Output the data below exactly.

DATA TO PROCESS Start Marker

PR #665, opened 2026-08-21
fix: stop inbound payloads from restating what a trade is

AndreaDiazCorreia:
## Depends on #660

Cut from `fix/replay-and-censorship-protection`, which rewrote the two files this builds on. Merge #660 first, or review against that branch.

## What

Three payloads were taken at their word about things they should not have been able to state.

- **Trade terms.** An inbound Order payload replaced the tracked order outright, so any later message could restate every economic field — including the payment method the trade screen renders as the account to send fiat to. The fiat terms now freeze once the order leaves pending, since nothing in the protocol renegotiates them. The sats amount stays free: a market-price order has none until it is taken.

  A PaymentRequest's embedded order no longer becomes the tracked one either. Its amount is the figure for that payment — the hold invoice is the order plus the seller's fee, the payout the order less the buyer's — so it was never the trade. The pay screen now reads its figure from the payment request, where the node states it, rather than from an order the payment request had overwritten.

- **Bond amounts.** The node publishes in its kind-38385 event that it charges bonds, the percentage it takes and the floor it never goes below, and sizes every bond from exactly those. Nothing gated an inbound `pay-bond-invoice` on any of it. A request is refused when no policy was advertised, when it falls below the floor, and when it is not what the percentage yields for this order.

- **Trade key index.** Index 0 is what the master identity is derived from, so deriving "trade key 0" hands back that key and a session built on it signs and runs ECDH under the identity a trade depends on not sharing.  `setCurrentKeyIndex` has always refused it; derivation is reachable without going through the counter, and restore derives straight from an index in the response.

## Notes

- Where the node's arithmetic is mirrored, it is mirrored exactly — rounding included — because a client that computes differently refuses figures that are correct.
- The bond amount check needs the order's sats amount. A market-priced range order is sized from the taker's own quote, which the node computes and never sends, so only the advertised floor is checked there.
- The bond is held against the amount the node declares, not against the decoded invoice. Binding the two needs the BOLT-11 parser from the invoice PR; it is a small follow-up once that lands.
- Conflicts with the invoice PR on `pay_lightning_invoice_screen.dart`: both change where the payment figure comes from. Keep this branch's reading from `paymentRequest.order`.
- 11 existing test fixtures used trade index 0 as filler; none asserted it was valid.
- `flutter analyze` clean; `flutter test` 1215 passing.

### DIFF
--- a/lib/data/models/order.dart
+++ b/lib/data/models/order.dart
@@ -20,6 +20,7 @@ class Order implements Payload {
   final String? buyerTradePubkey;
   final String? sellerTradePubkey;
   final String? buyerInvoice;
+
   /// Seconds since the Unix epoch, as the protocol sends it (Nostr
   /// convention). Convert before handing it to anything that expects
   /// milliseconds, including [MostroMessage.timestamp].
@@ -166,9 +167,8 @@ class Order implements Payload {
       return Order(
         id: parseOptionalStringField('id'),
         kind: OrderType.fromString(parseStringField('kind')),
-        status: statusRaw != null
-            ? Status.fromString(statusRaw)
-            : Status.pending,
+        status:
+            statusRaw != null ? Status.fromString(statusRaw) : Status.pending,
         amount: amount,
         fiatCode: parseStringField('fiat_code'),
         minAmount: minAmount,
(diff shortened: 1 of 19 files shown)


grunch:
protocolo v1 is deprecated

DATA TO PROCESS End Marker

ANSWER SPACE -
PR #665, opened 2026-08-21
fix: stop inbound payloads from restating what a trade is

AndreaDiazCorreia:
## Depends on #660

Cut from `fix/replay-and-censorship-protection`, which rewrote the two files this builds on. Merge #660 first, or review against that branch.

## What

Three payloads were taken at their word about things they should not have been able to state.

- **Trade terms.** An inbound Order payload replaced the tracked order outright, so any later message could restate every economic field — including the payment method the trade screen renders as the account to send fiat to. The fiat terms now freeze once the order leaves pending, since nothing in the protocol renegotiates them. The sats amount stays free: a market-price order has none until it is taken.

  A PaymentRequest's embedded order no longer becomes the tracked one either. Its amount is the figure for that payment — the hold invoice is the order plus the seller's fee, the payout the order less the buyer's — so it was never the trade. The pay screen now reads its figure from the payment request, where the node states it, rather than from an order the payment request had overwritten.

- **Bond amounts.** The node publishes in its kind-38385 event that it charges bonds, the percentage it takes and the floor it never goes below, and sizes every bond from exactly those. Nothing gated an inbound `pay-bond-invoice` on any of it. A request is refused when no policy was advertised, when it falls below the floor, and when it is not what the percentage yields for this order.

- **Trade key index.** Index 0 is what the master identity is derived from, so deriving "trade key 0" hands back that key and a session built on it signs and runs ECDH under the identity a trade depends on not sharing.  `setCurrentKeyIndex` has always refused it; derivation is reachable without going through the counter, and restore derives straight from an index in the response.

## Notes

- Where the node's arithmetic is mirrored, it is mirrored exactly — rounding included — because a client that computes differently refuses figures that are correct.
- The bond amount check needs the order's sats amount. A market-priced range order is sized from the taker's own quote, which the node computes and never sends, so only the advertised floor is checked there.
- The bond is held against the amount the node declares, not against the decoded invoice. Binding the two needs the BOLT-11 parser from the invoice PR; it is a small follow-up once that lands.
- Conflicts with the invoice PR on `pay_lightning_invoice_screen.dart`: both change where the payment figure comes from. Keep this branch's reading from `paymentRequest.order`.
- 11 existing test fixtures used trade index 0 as filler; none asserted it was valid.
- `flutter analyze` clean; `flutter test` 1215 passing.

### DIFF
--- a/lib/data/models/order.dart
+++ b/lib/data/models/order.dart
@@ -20,6 +20,7 @@ class Order implements Payload {
   final String? buyerTradePubkey;
   final String? sellerTradePubkey;
   final String? buyerInvoice;
+
   /// Seconds since the Unix epoch, as the protocol sends it (Nostr
   /// convention). Convert before handing it to anything that expects
   /// milliseconds, including [MostroMessage.timestamp].
@@ -166,9 +167,8 @@ class Order implements Payload {
       return Order(
         id: parseOptionalStringField('id'),
         kind: OrderType.fromString(parseStringField('kind')),
-        status: statusRaw != null
-            ? Status.fromString(statusRaw)
-            : Status.pending,
+        status:
+            statusRaw != null ? Status.fromString(statusRaw) : Status.pending,
         amount: amount,
         fiatCode: parseStringField('fiat_code'),
         minAmount: minAmount,
(diff shortened: 1 of 19 files shown)


grunch:
protocolo v1 is deprecated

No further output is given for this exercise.